== Segment start ==

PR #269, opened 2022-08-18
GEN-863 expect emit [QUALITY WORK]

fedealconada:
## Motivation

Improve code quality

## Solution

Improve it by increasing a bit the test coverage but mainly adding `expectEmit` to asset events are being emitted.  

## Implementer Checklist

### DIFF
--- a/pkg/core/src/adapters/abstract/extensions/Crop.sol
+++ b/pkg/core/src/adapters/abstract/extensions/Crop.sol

== Segment end ==

→ **Activity**
The data above should be reproduced in full, word for word.

→ **Response to the exercise**
PR #269, opened 2022-08-18
GEN-863 expect emit [QUALITY WORK]

fedealconada:
## Motivation

Improve code quality

## Solution

Improve it by increasing a bit the test coverage but mainly adding `expectEmit` to asset events are being emitted.  

## Implementer Checklist

### DIFF
--- a/pkg/core/src/adapters/abstract/extensions/Crop.sol
+++ b/pkg/core/src/adapters/abstract/extensions/Crop.sol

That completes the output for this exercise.